- _Dataset content_
Content starts

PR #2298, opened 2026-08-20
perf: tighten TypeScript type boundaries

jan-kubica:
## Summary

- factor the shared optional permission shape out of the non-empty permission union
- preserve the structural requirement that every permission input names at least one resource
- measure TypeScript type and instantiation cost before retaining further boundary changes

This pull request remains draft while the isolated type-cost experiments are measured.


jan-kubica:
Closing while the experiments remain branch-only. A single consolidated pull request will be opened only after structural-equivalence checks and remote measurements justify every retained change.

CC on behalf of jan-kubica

Content ends

- _Exercise brief_
Check each line of the records above, and copy those that hold the word "cost".

- _Exercise result_
- measure TypeScript type and instantiation cost before retaining further boundary changes
This pull request remains draft while the isolated type-cost experiments are measured.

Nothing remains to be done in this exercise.